In advance let me say that I’ve always preferred solitude, even in kindergarten. I’ve had friends before but I was obviously not very good at interacting with others and I had issues with forming and maintaining close relationships - anxiety, distrust, etc. I also don’t feel loneliness. In my case, as in some cases of autism, it may be more than simply just a matter of reduced function of some receptor in some specific area of the brain. Needless to say, I’ve yet to see a person with a low iq have ‘good’ days where their iq is 120 instead of 70–the point being that once your brain is damaged, it doesn’t magically change for the better one day, yet I have very rare days where I suddenly feel a desire for other people, feel loneliness, suddenly everything is like one would expect that it should be.
For those of you without any friends who also completely lack a social desire, what medication changed this for you? Risperidone made me more social but in a weird, unnatural way. I have yet to find out what receptor/neurotransmitter has to do with lack of social desire. I’ve also yet to find out risperidone’s mechanism of action for this effect though I’m absolutely certain that it’s at least not dopamine, could be adrenergic and serotonergic - most likely is serotonergic.
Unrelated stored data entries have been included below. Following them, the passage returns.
PR #398, opened 2021-12-27
SummaryConstraint: Table shape constraints

pecop2:
## Description

columnExistsConstraint
numberOfRowsConstraint
columnsMatchSetConstraint

Evaluated using apply_table_shape_constraints
Attribute table_shape_constraints in DatasetConstraints
Attribute total_row_number in DatasetProfile
Tests for DatasetConstraints serialization/deserialization as changes in proto DatasetConstraintMsg were required
Tests for table shape constraints

### General Checklist

* [ ] Documentation updated


src/whylogs/core/statistics/constraints.py
```diff
@@ -54,6 +160,7 @@
     Op.NE: lambda f, f2: lambda s: getattr(s, f) != getattr(s, f2),
     Op.GE: lambda f, f2: lambda s: getattr(s, f) >= getattr(s, f2),
     Op.GT: lambda f, f2: lambda s: getattr(s, f) > getattr(s, f2),
+    Op.BTWN: lambda f, f2, f3: lambda s: getattr(s, f2) <= getattr(s, f) <= getattr(s, f3),
```
Taxuspt, line 183: We should double check this condition. If the values are all the same or if the value is equal to one of the edge values, the condition will still be true.

src/whylogs/core/statistics/constraints.py
```diff
@@ -77,13 +191,33 @@ class ValueConstraint:
...
+            raise ValueError("Value constraint must provide a set of values for using the IN operator")
+
+        if self.op == Op.APPLY_FUNC:
+            if value is not None:
+                if not isinstance(value, str):
+                    if apply_function == globals()["_matches_json_schema"]:
+                        try:
+                            value = json.dumps(value)
+                        except (ValueError, TypeError):
+                            raise ValueError("Json schema ivalid. When matching json schema, the schema provided must be valid")
```
Taxuspt: typo in "ivalid"

src/whylogs/core/statistics/constraints.py
```diff
@@ -193,77 +396,286 @@ def __init__(
...
 
         merged_constraint.total = self.total + other.total
         merged_constraint.failures = self.failures + other.failures
         return merged_constraint
 
     @staticmethod
     def from_protobuf(msg: SummaryConstraintMsg) -> "SummaryConstraint":
-        if msg.HasField("value") and not msg.HasField("second_field"):
+
+        if msg.HasField("reference_set") and not msg.HasField("value") and not msg.HasField("second_field") and not msg.HasField("between"):
```
Taxuspt: This check could be turned into a function, since we do it several times in the next lines. This way we would avoid the confusing `and not`,..., `and not`,...

src/whylogs/core/statistics/constraints.py
```diff
@@ -193,77 +396,286 @@ def __init__(
...
+            return SummaryConstraint(
+                msg.first_field,
+                msg.op,
+                reference_set=set(msg.reference_set),
+                name=msg.name,
+                verbose=msg.verbose,
+            )
+        elif (
+            (msg.HasField("value") or msg.HasField("value_str"))
```
Taxuspt: Same comment has above. Turning the if condition into a function

src/whylogs/core/statistics/constraints.py
```diff
@@ -437,4 +863,110 @@ def to_json(self) -> str:
...
+def columnExistsConstraint(column: str, verbose=False):
+    return SummaryConstraint("columns", Op.CONTAIN, value=column, verbose=verbose)
+
+
+def numberOfRowsConstraint(n_rows: int, verbose=False):
+    return SummaryConstraint("total_row_number", Op.EQ, value=n_rows, verbose=verbose)
+
+
+def columnsMatchSetConstraint(reference_set: Set[str], verbose=False):
+    return SummaryConstraint("columns", Op.EQ, reference_set=reference_set, verbose=verbose)
```
Taxuspt, line 1197: Not sure we are adopting PEP8, but we should have an empty line and the end of the file.

Taxuspt (changes requested):
Looks good.
I left a few comments, mostly about styles.
I don't know if this was discussed with Jamie, but should the code be PEP8 compliant?

src/whylogs/core/statistics/constraints.py
pecop2: We are using <= in the between operations everywhere. If that's wrong we can change it.

Taxuspt: We can merge it like this and then confirm with Jaimie that this is the expected behaviour.

pecop2: This part with the BTWN is already merged in mainline with the previous PRs, I would say Jamie approved it.

src/whylogs/core/statistics/constraints.py
pecop2: I am certain that in my editor there is always a new line at eof, as I run "make pre-commit" that throws a warning about it.

src/whylogs/core/statistics/constraints.py
```diff
@@ -152,6 +146,11 @@ def _matches_json_schema(json_data: Union[str, dict], json_schema: Union[str, di
     == round(theta_a_not_b().compute(ref_str_sketch, getattr(update_obj, f)["string_theta"]).get_estimate(), 1)
     == round(theta_a_not_b().compute(ref_num_sketch, getattr(update_obj, f)["number_theta"]).get_estimate(), 1)
     == 0.0,
+    Op.IN: lambda f, v: lambda s: getattr(s, f) in v,
+    Op.CONTAIN: lambda f, v: lambda s: v in getattr(s, f),
+    # Op.QUANTILE_BETWEEN: lambda first_field, lower, upper, quantile_value: lambda update_object: lower <=
```
jamie256: remove commented out code?

jamie256 (commented):
When ready, point to mainline and I can take another look.

jamie256 (changes requested):
Please resolve conflicts (hopefully that also triggers CI to run and report test status, looks like the last test run never reported status).

jamie256 (approved):

src/whylogs/core/datasetprofile.py
```diff
@@ -282,6 +282,7 @@ def track_dataframe(self, df: pd.DataFrame, character_list=None, token_method=No
         # workaround for CUDF due to https://github.com/rapidsai/cudf/issues/6743
         if cudfDataFrame is not None and isinstance(df, cudfDataFrame):
             df = df.to_pandas()
+        self.total_row_number = len(df.index)
```
jamie256: If I log two different pandas dataframes for the same dataset (e.g. loading csv files sequentially into pandas dataframes) will this overwrite the row number rather than update it? dataset profiles should be updateable and mergeable. I think you want to add to the total_row_number instead of assign it and handle the merge by adding the values?

Also there is the track() method which doesn't always go through the track_dataframe method, so potentially we're missing some rows / columns potentially if a user logs data outside of the log_dataframe method, e.g. will this cover our readme example? https://github.com/whylabs/whylogs#quickly-logging-data

jamie256 (changes requested):
General implementation looks good. I think there are some edge cases not handled I left a comment on.

tests/unit/core/statistics/test_constraints.py
```diff
@@ -1264,6 +1267,314 @@ def test_unique_proportion_between_constraint_wrong_datatype():
...
+    if len(set2) > 20:
+        tmp_set = set(list(set2)[:20])
+        reference_set_str = f"{str(tmp_set)[:-1]}, ...}}"
+    else:
+        reference_set_str = str(set2)
+    assert report[5][0] == f"table columns {Op.Name(Op.EQ)} {reference_set_str}"
+    assert report[5][1] == 1
+    assert report[5][2] == 0
+
+
```
richard-rogers, line 1397: parametrize?

src/whylogs/core/datasetprofile.py
pecop2: The way it was implemented, when logging sequentially it would have been a problem since the total_row_number gets overwritten.
And after taking a closer look, there are functions that use track() and/or track_datum() methods directly which would be a problem as well. 
My bad I didn't realize those things earlier.
What I changed, as every method used for tracking (track_dataframe(), track(), track_array() etc.) in the DatasetProfile, ends up using the track_datum() method, that's where I update the variables so everything that gets logged is being accounted for.

jamie256 (approved):

tests/unit/core/statistics/test_constraints.py
jamie256: Yeah it is a good suggestion. Ok to do this in a follow up change.

PR #410, opened 2022-01-08
Java release CI

richard-rogers:
## Description

Adds Java release publishing

### General Checklist

* [ ] Documentation updated


java/spark-bundle/build.gradle.kts
```diff
@@ -18,7 +19,7 @@ val sparkVersion = project.properties.getOrDefault("sparkVersion", "3.1.1") as S
 val artifactBaseName = "whylogs-spark_${sparkVersion}-scala_$scalaVersion"
```
jamie256: I think we also want to update the artifact name here to be consistent with previously published bundled jar

`val artifactBaseName = "whylogs-spark-bundle_${sparkVersion}-scala_$scalaVersion"`

jamie256: We can do in a follow up since its not in your change, but up to you.

jamie256 (approved):
LGTM!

I was always kinda a loner by nature. I still almost always had friends though. The biggest thing making me anti-social now is that I don’t have a job. So I don’t want to go out and do anything because I want to conserve money. Of course the only social thing I think I would do is play some friday night magic. A lot of social activities don’t seem to feel good to me. Clubbing doesn’t feel good and I don’t drink. I don’t enjoy sports so I don’t do that either.
By feeling loneliness I mean the feeling that you are alone, not necessarily in a negative way. It’s the opposite of feeling that you are in a room with someone. I don’t ever feel alone, it’s rather bizarre. It’s like I’m together with myself, me and myself
I laugh at my own jokes, converse with myself (not schizophrenia, just… odd behavior)
I was never good at relationships, when I get ill, I push people away, hide out alone, probably appears to them I don’t like them. I like being alone, but in my perfect world, I would like a gal that just likes a one on one relationship and a home body.
30 years or so ago decided after a break up I never wanted to make the trip back to being alone, rather just stay there. I knew I would always fail at a relationship and I kept the promise to myself.
A doctor made a mistake and burned my head when I was 10 months old. I have never wanted to be seen because I have never been able to deal with the injury. It is painful to me. I deal with people because I have to, not because I want to. No medication can have the strength to subdue the violence of that injury.
I guess I am a mix of autism and schizotypy (schizophrenic “spectrum”). People with autism hate the very thing of being social, hate social personalities - that’s me. I think clubbing is for effeminate types - no offense to anyone. On the other hand I have the schizotypal pseudohallucinations, so I guess you could call it schizotypaltism - a new disease? I’m the first subject to be spotted with this bizarre mix.